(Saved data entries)

================================

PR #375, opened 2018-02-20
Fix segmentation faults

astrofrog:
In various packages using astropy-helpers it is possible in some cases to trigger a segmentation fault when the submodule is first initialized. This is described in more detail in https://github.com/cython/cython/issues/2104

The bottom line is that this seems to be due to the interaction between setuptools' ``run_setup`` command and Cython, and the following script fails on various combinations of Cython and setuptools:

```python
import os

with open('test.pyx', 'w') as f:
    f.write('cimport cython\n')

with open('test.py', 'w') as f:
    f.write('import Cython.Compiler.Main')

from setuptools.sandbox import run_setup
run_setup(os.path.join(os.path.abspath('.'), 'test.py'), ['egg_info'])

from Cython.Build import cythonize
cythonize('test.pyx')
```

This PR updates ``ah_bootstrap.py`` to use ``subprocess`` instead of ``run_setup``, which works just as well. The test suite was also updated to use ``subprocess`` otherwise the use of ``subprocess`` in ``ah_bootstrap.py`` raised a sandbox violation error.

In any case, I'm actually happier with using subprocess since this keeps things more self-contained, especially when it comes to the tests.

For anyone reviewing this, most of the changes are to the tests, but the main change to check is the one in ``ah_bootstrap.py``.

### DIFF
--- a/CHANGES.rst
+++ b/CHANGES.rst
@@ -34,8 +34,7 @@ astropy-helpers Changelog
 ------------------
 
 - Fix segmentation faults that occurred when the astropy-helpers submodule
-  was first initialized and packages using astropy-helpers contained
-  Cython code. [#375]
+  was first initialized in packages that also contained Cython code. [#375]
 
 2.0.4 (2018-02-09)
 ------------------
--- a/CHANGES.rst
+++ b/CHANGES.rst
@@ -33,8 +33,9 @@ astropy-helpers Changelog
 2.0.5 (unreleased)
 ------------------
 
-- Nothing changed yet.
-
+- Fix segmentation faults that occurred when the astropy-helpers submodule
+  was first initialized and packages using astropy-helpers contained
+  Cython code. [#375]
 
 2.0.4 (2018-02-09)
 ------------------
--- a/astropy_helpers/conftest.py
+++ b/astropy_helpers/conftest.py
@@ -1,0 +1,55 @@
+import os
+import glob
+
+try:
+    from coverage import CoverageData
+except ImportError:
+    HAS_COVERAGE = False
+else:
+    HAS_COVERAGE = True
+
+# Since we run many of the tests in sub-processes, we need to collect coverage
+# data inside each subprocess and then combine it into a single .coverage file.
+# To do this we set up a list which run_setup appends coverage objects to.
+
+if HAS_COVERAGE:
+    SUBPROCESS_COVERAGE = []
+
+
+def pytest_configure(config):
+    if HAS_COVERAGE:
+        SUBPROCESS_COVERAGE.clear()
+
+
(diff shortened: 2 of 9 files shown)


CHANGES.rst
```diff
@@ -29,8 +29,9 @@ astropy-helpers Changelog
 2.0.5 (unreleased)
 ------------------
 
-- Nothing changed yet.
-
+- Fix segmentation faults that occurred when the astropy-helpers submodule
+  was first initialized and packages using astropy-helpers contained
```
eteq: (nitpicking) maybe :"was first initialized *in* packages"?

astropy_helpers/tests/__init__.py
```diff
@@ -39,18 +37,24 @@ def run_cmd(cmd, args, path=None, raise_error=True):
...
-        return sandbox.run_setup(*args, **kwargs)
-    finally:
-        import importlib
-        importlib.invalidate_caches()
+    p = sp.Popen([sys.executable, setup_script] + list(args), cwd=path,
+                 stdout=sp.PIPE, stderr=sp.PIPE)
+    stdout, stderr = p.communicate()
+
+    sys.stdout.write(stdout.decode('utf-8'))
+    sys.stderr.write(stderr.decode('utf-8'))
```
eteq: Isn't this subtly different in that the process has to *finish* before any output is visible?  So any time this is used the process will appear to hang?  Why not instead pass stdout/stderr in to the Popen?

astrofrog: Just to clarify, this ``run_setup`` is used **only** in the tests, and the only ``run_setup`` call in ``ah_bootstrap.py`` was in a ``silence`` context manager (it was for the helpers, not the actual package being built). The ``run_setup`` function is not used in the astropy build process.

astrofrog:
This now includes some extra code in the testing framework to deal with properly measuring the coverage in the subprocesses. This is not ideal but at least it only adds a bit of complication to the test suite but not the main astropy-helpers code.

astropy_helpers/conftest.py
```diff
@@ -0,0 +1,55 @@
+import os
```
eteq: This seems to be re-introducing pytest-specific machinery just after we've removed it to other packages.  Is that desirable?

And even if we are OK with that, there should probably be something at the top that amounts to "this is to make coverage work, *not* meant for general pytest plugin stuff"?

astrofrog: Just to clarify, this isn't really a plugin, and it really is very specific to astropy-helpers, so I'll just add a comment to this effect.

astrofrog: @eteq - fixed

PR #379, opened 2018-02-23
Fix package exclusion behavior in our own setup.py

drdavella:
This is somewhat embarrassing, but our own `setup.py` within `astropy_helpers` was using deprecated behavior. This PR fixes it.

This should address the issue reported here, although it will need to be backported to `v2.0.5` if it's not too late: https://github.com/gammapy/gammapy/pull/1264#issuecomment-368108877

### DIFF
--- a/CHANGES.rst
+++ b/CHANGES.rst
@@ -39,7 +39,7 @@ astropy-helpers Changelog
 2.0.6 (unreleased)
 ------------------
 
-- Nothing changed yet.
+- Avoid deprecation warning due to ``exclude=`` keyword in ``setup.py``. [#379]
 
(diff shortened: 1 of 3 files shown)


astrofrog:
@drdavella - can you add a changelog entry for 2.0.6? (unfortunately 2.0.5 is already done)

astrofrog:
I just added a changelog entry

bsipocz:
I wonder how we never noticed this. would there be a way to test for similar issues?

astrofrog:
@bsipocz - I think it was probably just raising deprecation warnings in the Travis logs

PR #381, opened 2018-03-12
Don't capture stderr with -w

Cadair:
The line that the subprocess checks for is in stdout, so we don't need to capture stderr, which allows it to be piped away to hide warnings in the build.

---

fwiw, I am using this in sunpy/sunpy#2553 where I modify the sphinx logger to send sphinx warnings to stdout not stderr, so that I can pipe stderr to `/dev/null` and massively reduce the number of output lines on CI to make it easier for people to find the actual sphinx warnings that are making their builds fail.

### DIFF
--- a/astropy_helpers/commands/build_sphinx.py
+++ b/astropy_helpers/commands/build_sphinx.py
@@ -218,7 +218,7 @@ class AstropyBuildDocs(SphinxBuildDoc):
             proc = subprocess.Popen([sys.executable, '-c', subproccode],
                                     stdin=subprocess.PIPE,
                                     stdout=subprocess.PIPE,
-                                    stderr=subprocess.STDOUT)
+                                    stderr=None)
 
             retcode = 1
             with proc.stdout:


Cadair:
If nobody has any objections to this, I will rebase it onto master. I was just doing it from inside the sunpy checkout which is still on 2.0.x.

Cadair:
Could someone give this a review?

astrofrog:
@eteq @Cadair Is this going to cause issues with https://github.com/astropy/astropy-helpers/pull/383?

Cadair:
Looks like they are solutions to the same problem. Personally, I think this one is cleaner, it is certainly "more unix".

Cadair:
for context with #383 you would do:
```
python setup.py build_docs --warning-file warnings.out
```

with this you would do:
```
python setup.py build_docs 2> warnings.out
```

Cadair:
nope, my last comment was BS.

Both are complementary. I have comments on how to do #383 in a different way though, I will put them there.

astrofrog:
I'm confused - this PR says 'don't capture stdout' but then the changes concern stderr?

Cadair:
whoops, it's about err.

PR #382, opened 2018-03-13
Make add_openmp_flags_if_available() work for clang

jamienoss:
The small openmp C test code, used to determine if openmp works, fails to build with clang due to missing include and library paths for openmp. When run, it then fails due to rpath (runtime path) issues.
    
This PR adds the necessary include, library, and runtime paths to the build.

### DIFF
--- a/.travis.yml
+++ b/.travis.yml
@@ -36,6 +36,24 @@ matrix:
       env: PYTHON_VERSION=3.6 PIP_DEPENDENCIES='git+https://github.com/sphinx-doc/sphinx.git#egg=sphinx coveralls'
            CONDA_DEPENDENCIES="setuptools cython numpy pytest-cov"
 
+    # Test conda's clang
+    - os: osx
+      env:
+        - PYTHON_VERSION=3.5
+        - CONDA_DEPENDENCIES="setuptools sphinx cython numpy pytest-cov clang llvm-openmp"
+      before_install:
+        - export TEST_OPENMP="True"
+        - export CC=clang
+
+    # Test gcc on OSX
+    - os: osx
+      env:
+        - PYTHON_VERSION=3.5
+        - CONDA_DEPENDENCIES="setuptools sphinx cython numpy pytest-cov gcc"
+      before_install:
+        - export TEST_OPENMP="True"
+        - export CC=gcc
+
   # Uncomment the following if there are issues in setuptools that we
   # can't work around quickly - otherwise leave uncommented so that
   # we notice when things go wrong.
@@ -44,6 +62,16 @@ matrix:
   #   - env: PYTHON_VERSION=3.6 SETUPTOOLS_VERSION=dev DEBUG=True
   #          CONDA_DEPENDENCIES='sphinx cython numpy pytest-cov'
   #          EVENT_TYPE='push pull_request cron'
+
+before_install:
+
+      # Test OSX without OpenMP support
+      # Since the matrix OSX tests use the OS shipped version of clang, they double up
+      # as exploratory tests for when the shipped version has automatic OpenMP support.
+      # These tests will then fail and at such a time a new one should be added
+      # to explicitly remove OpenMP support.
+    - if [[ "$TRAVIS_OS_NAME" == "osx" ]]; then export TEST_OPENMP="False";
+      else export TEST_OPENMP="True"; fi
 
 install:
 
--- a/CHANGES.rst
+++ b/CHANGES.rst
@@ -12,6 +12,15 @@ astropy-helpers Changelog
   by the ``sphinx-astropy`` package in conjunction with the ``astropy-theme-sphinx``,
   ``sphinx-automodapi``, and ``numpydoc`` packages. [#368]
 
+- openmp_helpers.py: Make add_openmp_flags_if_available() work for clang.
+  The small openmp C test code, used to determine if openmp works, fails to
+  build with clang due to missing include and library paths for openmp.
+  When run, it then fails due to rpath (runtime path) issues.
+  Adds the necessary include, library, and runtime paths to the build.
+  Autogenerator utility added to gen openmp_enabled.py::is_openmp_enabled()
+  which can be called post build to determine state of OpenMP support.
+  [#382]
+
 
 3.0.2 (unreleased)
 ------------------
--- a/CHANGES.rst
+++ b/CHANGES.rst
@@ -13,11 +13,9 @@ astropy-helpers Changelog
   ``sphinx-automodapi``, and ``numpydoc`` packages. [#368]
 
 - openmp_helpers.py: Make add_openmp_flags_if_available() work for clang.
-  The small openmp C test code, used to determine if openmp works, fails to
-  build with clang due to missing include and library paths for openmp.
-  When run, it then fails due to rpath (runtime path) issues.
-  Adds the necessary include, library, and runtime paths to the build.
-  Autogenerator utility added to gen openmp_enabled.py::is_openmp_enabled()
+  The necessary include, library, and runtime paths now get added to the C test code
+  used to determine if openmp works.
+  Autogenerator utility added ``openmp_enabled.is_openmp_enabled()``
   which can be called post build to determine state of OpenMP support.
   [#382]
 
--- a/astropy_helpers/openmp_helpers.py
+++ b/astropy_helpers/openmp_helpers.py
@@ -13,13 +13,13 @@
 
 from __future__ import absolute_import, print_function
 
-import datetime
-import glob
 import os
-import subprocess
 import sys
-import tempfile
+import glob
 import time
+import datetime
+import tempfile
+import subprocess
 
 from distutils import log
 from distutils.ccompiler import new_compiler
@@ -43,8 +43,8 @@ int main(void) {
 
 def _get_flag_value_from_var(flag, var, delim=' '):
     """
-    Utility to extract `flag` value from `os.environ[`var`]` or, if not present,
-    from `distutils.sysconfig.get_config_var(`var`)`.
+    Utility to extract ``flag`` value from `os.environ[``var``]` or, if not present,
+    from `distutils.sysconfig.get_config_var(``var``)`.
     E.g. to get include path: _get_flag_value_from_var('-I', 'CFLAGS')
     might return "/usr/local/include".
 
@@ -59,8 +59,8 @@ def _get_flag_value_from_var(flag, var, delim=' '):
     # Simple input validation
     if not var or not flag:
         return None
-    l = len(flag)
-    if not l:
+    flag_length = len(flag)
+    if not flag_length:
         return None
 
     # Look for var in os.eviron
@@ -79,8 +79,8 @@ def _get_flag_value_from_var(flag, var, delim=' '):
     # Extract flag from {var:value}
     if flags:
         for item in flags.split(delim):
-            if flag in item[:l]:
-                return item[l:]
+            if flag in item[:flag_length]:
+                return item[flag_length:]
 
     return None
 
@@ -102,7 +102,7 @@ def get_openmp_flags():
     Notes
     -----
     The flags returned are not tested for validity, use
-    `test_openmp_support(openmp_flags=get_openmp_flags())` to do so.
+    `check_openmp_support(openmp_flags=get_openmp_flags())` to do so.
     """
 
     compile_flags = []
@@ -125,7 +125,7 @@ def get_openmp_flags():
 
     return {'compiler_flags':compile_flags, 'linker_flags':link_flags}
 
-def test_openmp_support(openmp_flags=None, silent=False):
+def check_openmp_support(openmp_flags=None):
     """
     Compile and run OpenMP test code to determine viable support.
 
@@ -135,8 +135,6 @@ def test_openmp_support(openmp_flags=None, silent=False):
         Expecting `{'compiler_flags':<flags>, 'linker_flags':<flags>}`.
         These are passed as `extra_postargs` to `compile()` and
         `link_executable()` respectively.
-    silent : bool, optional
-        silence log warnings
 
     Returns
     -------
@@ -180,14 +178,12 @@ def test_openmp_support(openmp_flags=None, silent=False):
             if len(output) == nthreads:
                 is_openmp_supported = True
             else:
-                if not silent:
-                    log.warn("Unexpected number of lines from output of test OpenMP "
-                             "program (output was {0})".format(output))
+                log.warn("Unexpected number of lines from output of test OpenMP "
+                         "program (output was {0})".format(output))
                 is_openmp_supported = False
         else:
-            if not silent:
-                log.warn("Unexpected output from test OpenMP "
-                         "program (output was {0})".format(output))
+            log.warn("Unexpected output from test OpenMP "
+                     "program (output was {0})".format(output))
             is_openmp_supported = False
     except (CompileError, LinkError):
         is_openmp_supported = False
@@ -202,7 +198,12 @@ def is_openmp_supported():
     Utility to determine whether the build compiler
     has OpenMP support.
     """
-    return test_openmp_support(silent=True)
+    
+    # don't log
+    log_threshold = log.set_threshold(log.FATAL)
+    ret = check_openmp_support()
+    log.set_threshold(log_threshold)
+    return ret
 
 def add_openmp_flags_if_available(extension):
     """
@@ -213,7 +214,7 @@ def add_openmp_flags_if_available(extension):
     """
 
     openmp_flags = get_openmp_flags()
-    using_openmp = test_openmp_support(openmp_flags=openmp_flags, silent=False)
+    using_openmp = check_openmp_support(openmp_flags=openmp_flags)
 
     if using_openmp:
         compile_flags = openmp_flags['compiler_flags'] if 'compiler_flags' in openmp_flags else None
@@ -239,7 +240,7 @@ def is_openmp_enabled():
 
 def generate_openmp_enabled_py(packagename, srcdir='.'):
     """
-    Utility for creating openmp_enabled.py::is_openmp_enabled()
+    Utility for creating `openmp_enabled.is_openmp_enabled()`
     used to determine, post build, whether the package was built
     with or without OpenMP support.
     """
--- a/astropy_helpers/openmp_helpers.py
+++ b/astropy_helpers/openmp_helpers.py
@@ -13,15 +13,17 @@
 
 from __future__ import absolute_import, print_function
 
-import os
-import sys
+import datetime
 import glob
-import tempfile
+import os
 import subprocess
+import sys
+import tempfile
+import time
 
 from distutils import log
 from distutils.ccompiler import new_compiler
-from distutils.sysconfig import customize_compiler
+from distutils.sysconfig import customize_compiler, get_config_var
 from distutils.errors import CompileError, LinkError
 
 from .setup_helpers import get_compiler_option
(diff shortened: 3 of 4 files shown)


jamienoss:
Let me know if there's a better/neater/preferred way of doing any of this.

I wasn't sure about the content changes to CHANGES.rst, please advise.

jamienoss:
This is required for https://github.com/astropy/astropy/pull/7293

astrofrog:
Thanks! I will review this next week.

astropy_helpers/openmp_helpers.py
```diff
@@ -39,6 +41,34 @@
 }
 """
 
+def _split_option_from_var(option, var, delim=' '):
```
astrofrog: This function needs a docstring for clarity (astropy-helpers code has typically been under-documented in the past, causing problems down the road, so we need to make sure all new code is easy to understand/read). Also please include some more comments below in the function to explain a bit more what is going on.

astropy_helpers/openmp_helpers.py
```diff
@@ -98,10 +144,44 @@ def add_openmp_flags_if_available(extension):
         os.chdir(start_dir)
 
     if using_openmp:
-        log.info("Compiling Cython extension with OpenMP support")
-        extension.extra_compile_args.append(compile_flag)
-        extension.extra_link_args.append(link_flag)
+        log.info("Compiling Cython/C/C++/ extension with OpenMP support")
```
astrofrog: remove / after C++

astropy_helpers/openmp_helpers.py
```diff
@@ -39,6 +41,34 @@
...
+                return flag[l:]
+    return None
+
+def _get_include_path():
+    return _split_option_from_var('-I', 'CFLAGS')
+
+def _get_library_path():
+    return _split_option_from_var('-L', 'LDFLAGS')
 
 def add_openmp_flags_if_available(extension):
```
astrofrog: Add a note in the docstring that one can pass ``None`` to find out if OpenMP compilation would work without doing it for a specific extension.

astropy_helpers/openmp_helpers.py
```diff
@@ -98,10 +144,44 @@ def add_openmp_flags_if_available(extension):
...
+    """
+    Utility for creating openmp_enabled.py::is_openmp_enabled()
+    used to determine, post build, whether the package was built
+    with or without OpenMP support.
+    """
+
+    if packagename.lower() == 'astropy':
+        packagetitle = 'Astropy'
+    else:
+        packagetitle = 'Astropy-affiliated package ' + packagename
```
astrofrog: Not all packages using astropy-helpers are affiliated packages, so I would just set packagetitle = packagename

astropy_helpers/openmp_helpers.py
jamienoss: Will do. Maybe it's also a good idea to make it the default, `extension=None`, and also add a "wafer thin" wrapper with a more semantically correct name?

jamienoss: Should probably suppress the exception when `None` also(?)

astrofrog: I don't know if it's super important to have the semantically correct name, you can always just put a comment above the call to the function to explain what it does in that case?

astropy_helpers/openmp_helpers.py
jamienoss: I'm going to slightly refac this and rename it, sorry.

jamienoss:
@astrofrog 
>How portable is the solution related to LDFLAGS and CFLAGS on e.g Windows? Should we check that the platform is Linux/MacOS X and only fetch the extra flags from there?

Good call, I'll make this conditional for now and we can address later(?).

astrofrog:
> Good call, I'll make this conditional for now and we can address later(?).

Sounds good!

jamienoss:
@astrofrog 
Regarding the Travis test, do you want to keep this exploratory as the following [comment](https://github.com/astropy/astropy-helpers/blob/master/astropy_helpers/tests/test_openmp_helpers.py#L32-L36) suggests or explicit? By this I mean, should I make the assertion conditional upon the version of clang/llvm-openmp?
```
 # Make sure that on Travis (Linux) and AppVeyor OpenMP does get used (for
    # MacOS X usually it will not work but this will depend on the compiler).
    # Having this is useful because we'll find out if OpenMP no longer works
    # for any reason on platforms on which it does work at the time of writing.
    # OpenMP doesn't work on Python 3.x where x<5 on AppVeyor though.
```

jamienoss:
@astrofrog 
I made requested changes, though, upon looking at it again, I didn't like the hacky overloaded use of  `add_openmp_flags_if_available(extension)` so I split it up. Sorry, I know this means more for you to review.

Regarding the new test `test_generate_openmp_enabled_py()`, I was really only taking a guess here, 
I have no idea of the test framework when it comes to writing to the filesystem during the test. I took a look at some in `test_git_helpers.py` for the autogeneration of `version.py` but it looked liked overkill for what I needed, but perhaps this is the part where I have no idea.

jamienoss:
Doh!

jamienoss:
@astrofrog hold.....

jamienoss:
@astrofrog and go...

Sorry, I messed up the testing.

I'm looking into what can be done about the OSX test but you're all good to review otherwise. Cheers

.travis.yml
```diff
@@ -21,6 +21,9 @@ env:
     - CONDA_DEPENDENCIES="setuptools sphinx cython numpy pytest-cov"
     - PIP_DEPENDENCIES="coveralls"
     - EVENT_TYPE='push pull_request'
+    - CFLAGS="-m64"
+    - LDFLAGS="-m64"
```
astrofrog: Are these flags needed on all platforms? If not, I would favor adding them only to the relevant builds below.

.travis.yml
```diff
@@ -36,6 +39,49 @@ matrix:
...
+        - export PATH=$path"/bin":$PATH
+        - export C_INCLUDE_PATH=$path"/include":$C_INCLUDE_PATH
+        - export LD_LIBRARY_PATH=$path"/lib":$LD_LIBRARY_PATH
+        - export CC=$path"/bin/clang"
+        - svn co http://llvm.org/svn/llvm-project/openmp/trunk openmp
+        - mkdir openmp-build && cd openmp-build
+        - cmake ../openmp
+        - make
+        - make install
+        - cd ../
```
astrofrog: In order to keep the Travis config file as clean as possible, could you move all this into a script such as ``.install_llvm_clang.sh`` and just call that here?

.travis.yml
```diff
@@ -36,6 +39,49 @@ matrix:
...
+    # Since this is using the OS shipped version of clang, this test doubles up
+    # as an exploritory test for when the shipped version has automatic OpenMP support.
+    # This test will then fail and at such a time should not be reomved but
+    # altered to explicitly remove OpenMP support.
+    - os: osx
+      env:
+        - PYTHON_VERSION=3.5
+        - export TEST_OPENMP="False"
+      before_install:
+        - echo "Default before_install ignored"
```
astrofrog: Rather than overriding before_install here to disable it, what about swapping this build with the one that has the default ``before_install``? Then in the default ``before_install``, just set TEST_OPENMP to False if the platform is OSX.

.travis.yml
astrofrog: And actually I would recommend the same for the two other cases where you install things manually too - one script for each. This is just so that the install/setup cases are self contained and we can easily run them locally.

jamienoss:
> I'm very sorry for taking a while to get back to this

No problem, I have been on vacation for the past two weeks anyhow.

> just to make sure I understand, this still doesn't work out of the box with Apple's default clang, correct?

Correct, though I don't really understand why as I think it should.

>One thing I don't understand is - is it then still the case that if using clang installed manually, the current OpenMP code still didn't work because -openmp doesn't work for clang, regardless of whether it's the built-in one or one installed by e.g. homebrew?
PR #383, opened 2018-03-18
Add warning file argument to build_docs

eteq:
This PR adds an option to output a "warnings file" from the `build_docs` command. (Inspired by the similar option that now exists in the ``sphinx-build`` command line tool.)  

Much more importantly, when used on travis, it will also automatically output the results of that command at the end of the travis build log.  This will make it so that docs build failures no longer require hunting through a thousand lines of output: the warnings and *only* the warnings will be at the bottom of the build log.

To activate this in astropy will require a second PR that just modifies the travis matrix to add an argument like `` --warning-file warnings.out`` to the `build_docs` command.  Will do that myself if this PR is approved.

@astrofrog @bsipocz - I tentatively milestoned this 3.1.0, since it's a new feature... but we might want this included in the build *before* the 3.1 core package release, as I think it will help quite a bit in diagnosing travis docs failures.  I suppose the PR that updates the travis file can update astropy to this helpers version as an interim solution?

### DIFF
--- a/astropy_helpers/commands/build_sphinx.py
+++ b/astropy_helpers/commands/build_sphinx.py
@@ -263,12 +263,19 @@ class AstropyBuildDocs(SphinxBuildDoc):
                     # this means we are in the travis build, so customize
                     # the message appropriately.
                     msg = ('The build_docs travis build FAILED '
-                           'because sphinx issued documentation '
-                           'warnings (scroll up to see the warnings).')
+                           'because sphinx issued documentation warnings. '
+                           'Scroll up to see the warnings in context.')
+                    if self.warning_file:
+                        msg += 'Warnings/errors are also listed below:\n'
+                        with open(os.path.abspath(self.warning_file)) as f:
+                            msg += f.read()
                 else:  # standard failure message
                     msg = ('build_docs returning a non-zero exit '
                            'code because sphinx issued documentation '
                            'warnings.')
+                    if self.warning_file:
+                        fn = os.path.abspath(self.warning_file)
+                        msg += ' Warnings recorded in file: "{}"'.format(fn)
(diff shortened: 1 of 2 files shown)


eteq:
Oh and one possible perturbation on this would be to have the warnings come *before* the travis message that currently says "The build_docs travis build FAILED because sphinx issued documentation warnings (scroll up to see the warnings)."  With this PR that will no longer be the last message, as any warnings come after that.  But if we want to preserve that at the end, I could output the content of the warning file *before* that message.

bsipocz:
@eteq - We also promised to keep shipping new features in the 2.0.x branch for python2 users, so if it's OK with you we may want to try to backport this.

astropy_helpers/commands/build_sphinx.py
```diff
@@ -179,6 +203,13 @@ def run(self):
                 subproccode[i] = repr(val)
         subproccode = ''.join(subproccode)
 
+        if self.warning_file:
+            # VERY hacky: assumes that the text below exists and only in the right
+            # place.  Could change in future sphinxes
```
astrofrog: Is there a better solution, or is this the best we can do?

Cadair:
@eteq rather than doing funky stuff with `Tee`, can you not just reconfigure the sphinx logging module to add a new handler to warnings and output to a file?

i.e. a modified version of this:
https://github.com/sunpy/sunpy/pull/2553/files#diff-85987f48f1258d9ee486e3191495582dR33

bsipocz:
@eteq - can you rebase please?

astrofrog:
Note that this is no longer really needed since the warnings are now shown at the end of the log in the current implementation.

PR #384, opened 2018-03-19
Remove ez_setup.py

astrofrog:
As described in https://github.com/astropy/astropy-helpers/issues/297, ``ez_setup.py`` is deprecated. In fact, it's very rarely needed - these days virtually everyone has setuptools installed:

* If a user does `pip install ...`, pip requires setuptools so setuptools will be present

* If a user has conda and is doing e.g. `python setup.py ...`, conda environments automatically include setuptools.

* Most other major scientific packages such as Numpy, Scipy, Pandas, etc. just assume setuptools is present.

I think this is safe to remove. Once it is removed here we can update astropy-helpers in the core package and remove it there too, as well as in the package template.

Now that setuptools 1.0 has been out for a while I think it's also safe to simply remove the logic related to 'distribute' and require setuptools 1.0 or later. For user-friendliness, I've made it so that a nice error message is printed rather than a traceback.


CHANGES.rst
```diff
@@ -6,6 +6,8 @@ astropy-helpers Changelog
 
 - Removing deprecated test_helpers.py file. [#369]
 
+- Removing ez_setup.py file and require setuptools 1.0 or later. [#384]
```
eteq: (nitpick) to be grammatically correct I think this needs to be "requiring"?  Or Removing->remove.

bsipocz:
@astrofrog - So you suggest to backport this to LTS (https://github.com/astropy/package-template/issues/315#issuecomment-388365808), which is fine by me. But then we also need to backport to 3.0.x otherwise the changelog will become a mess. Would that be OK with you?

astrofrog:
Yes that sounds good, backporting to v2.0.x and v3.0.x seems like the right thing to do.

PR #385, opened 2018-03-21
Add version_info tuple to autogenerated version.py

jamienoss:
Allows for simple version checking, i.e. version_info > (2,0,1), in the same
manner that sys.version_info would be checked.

================================

What you will do: Once you reach the line with "flag_length = len(flag)" in the data above, copy it and every line after it exactly, up to and including the line with "These are passed".

Response below:
+    flag_length = len(flag)
+    if not flag_length:
         return None
 
     # Look for var in os.eviron
@@ -79,8 +79,8 @@ def _get_flag_value_from_var(flag, var, delim=' '):
     # Extract flag from {var:value}
     if flags:
         for item in flags.split(delim):
-            if flag in item[:l]:
-                return item[l:]
+            if flag in item[:flag_length]:
+                return item[flag_length:]
 
     return None
 
@@ -102,7 +102,7 @@ def get_openmp_flags():
     Notes
     -----
     The flags returned are not tested for validity, use
-    `test_openmp_support(openmp_flags=get_openmp_flags())` to do so.
+    `check_openmp_support(openmp_flags=get_openmp_flags())` to do so.
     """
 
     compile_flags = []
@@ -125,7 +125,7 @@ def get_openmp_flags():
 
     return {'compiler_flags':compile_flags, 'linker_flags':link_flags}
 
-def test_openmp_support(openmp_flags=None, silent=False):
+def check_openmp_support(openmp_flags=None):
     """
     Compile and run OpenMP test code to determine viable support.
 
@@ -135,8 +135,6 @@ def test_openmp_support(openmp_flags=None, silent=False):
         Expecting `{'compiler_flags':<flags>, 'linker_flags':<flags>}`.
         These are passed as `extra_postargs` to `compile()` and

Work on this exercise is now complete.